Maxi-sequestro da cento milioni di euro per un esponente del clan Santapaola e Antonio Paratore e il figlio Carmelo, imprenditori impegnati nello smaltimento di rifiuti. L’operazione condotta dalla procura attraverso le unità specializzate della Direzione investigativa antimafia ha riguardato 14 società e sette immobili, compresi svariati rapporti finanziari. Il sequestro di oggi è scattato dopo gli esami degli investigatori sulla base delle intercettazioni ambientali e telefoniche e delle dichiarazioni dei collaboratori di giustizia Santo La Causa, Gaetano D’Aquino e Salvatore Viola. I Paratore erano già stati coinvolti nell’ambito dell’operazione Piramidi, partito nel 2012 in cui si è fatto luce sullo sversamento illegale di rifiuti pericolosi e sui profitti che i due avrebbero tratto in attraverso un sistema illecito. Sempre nell’indagine Piramidi era emerso come i Paratore fossero stati legati al boss dei Santapaola Maurizio Zuccaro, per il quale agivano da prestanome.
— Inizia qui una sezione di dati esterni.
PR #3707, opened 2019-08-16
Renamed Puppy to Bunny

claw4oo:
Renamed Puppy to Bunny, using google translate for language localizations.

Basically used sublime text to find and replace every instance of Puppy I could find.

Based on an earlier chat in the ZK main chat, where a suicidal bunny fits better than suicidal puppies.
I just did the renaming to try it.
It'll probably need some testing incase I missed anything.
(sprang) @Cerin#7618
@Anarchid#7320


LuaUI/Configs/lang/units.pl.json
```diff
@@ -990,7 +990,7 @@
 		"helptext" : "Jugglenaut posiada imponującą wytrzymałość i podwójne promienie grawitacyjne, które mogą przyciągać lub odpychać inne jednostki. Może również skakać, co w połączeniu z jego dużą masą pozwala mu zgniatać wrogie jednostki, skacząc na nie."
 	},
 	"jumpscout" : {
-		"name" : "Puppy",
+		"name" : "królik",
```
Anarchid: Wrong case on first letter

LuaUI/Configs/lang/units.ru.json
```diff
@@ -1014,7 +1014,7 @@
         "name": "Drone"
     },
     "jumpscout": {
-        "helptext": "Щенок (Puppy) - быстрый рейдер-камикадзе, эффективно уничтожающий слабозащищённые цели. Находясь рядом с обломками постепенно производит из них новых щенков.",
+        "helptext": "кролик (Bunny) - быстрый рейдер-камикадзе, эффективно уничтожающий слабозащищённые цели. Находясь рядом с обломками постепенно производит из них новых щенков.",
         "description": "Шагающая ракета",
         "name": "Щенок"
```
Anarchid: Desc is updated but name is still old.

CrazyEddieTK:
Please do not rename Puppy to Bunny.

Aquanim:
I don't think any further renames in general are a good idea.

claw4oo:
I'll make a forum post to get some more opinions on it. Though, this pull request can remain open until it's needed or desired

LuaUI/Configs/lang/units.ru.json
claw4oo: I've updated it, but I am not currently interested in setting up transifax myself right now. Thanks for pointing it out though.

sprangg:
I agree with no renames. The OTA names are gone which is the most important part. I'm a bit incredulous Puppy -> Bunny hasn't gone through during the 8 years it's been occasionally suggested, but its window is now past. And Puppy is a decent name anyway.

sprunk:
I'm also disappointed that this did not happen during the rename rounds but I agree with others that this ship has sailed. Keep in mind there are multiple places that cannot be modified and will still refer to the unit as Puppy (for example youtube videos or veteran players) so a rename would come with a massive confusion cost. Our current stance is that this cost would be too high and I don't expect this stance to change anytime soon.

Issue #3655, opened 2019-07-16
Bug: Sudden accelerating (and exploding) Funnelweb


danfireman:
At 19:29 in this battle: http://zero-k.info/Battles/Detail/745563

A Funnelweb is given a command to move a little bit away from the spire it's on.

Shortly before it would reach the base of the spire it seems to lose its grip on the spire and fall (a short distance), crushing the units below it, then accelerate at high speed away from the spire, crashing into a Jugglenaught about 200 elmo away from the spire and exploding.

danfireman:
The Funnel is going sufficiently fast that, if I move the Juggle out of the way, the Funnelweb will hit the valley wall and then go flying about 2000 elmo up into the air...

danfireman:
Moving the little units at the base stops the Funnelweb losing its grip and shooting off.

sprunk:
Engine 104, many pathing changes since then.

PR #3709, opened 2019-08-18
Wreck hitbox improvements and some non-wreck ones too

danfireman:
Adding proper wreck hitboxes to:
* Athena
* Phoenix
* Wasp
* Moderator
* Raptor
* Owl
* Tarantula
* Venom (previous intangible)
* Recluse (massed Recluse may now be more vulnerable to attack, previously their HUGE wreck hitbox completely blocked off attacks from ground based units)
* Scorpion (this means Scorpions can fire over their own wrecks)
* Ravager (this means Ravagers can fire over their own wrecks!)
* Dominatrix

Tweaks to live collision boxes to:
* Athena (lenthened and squashed to better match model)
* ~~Moderator (now a box)~~
* Scorpion (Scorpions can now fire their lightning over each other, and even fire their lasers if against something sufficiently tall)


GoogleFrog:
- Non-spherical ellipsoid hitvolumes require testing if they are to be used widely. At one point they were de-supported in the engine due to bugs. I have not paid attention to how/if they were fixed.
- Check the selection volumes of the modified units. There is a way to do this via unitdefs_posts.
- I would like pictures of the changed units.

danfireman:
What kind of testing would you want for the non-spherical hitvolumes? Would an image showing lotuses hitting the ellipsoid from the four cardinal directions suffice?

GoogleFrog:
Testing non-spherical ellipsoids is an open-ended task that requires a bit of creativity. I don't know all the situations that may cause a collision volume to misbehave. Whoever does it will need to fiddle around and try things until they are satisfied. A fundamental part of this process is seeking out tests with unknown results or even that you may expect would fail. Setting up a few situations that you expect to succeed is insufficient.

Some things to test would be the ability to aim past allies and the ability to not friendly-fire allies. Maybe a large group of jiggling Moderators with ellipsoids would help.

Here is a video of me testing whether rapidly moving aimpoints can friendly fire: https://www.youtube.com/watch?v=jR1H8U6IjFo

Something similar could be done.

GoogleFrog:
- Nothing shows collision volumes by default. There is a constant in unitdefs_posts that can be set to make collision volumes show the selection volume.
- Units with collision volumes.

danfireman:
So I've tried a variety of things:
1. Crowds of moderators with variable sized hitboxes (e.g. very long, very tall, very flat and/or positioned in completely the wrong place such as a long way from the model) trying to hit things on various elevations while themselves at various elevations.
2. Crowds being lobbed places.
3. Crowds being pushed places.
4. Projectile units (ravager and glaive) trying to fire through the crowd.

I was actually expending this bug to make an appearance, but it didn't: https://github.com/ZeroK-RTS/Zero-K/issues/3655

### Results:
#### Lobbing and pushing
Lobbing seemed to do damage, which surprised me, but upon inspection is seems that lobbing can normally do damage when units collide, it was just the very long hitboxes making collisions more likely.

Pushing via Newton or Archer similarly showed effects of large hitboxes, but otherwise did not look unusual.

#### Friendly fire (hitscan)
No instances of friendly fire from the moderators or lotus.

#### Friendly fire (projectile)
Ravagers DID show serious friendly fire issues with extreme collision boxes, frequently failing to determine that their trajectory was blocked. The collision sphere the Moderator has also leads to friendly fire, but at a much reduced rate. The proposed box Moderator hitbox may have a higher friendly fire rate, but the margin of error is too high to be certain (could be anything from 1x to 2x the friendly fire rate).

I also examined the proposed Scorpion hitbox and compared to the current one. The new hitbox shows a roughly 50% reduced rate of friendly fire from ravagers compared to the old one. This is mostly due to its lower profile (the corners take plenty of fire, but nothing compared to what the invisible hemisphere was taking).

I also got derailed for a couple of hours because apparently having a `modelradius` a lot smaller that the collision volume causes the latter to malfunction. :(

### Actions
I am backing out the change to Moderator hitbox. The potential extra friendly fire is not worth the rather minimal gain (the original round hitbox is good enough really).

I am keeping the Scorpion hitbox change in the PR for now. The reduced friendly fire, ability to fire over itself and far better match between the visuals and what actually gets hit makes it the superior choice in my view.

The new Athena hitbox should be fine. Friendly fire isn't much of a concern with flying units and fire passing through the Athena will happen less with the newer hitbox, improving look-and-feel (the fast speed and small size of the Athena means any individual shot is not very noticeable, but what happens to the average shot is noticeable). Its main balance effect would be to make Glaives, Reavers and Razors more damaging to Athenas.

danfireman:
Regarding the two remaining things:
* I've checked the selection volumes of the units. They're their usual big spherical selves (notably much larger than collision volumes). Anything you want me to do here?
* Collision volumes:
SkorpHitboxes
Scorpion
AthenaHitboxes
Athena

Uno dei due imprenditori, da umile carpentiere, aveva allargato il suo raggio d’affari. Ed è stato proprio questo punto a insospettire gli inquirenti. I due imprenditori originari del Messinese, come riporta la procura, negli anni sono riusciti a «creare una vera e propria galassia di imprese, diversificando le attività di famiglia con società attive nei servizi di pulizia degli ospedali, nel settore immobiliare e nella gestione di uno stabilimento balneare sul litorale catanese». La vicinanza dei Paratore all’esponente dei Santapaola, secondo le investigazioni, emerge con certezza in occasione del battesimo della figlia del boss e in occasione di un matrimonio di un congiunto. Tale vicinanza, «conclamata dagli atti giudiziari», è stata ritenuta origine «dell’impressionante escalation imprenditoriale di padre e figlio» per far luce sul loro arricchimento così repentino. Le indagini patrimoniali coordinate dalla Direzione distrettuale antimafia etnea hanno consentito di appurare che l’ascesa imprenditoriale della citata famiglia ha avuto una «formidabile impennata intorno alla fine degli anni Novanta e che gli investimenti compiuti in quegli anni risultano caratterizzati da massicce immissioni di capitali non giustificate dalla capacità economico-finanziaria che a quel tempo gli imprenditori possedevano».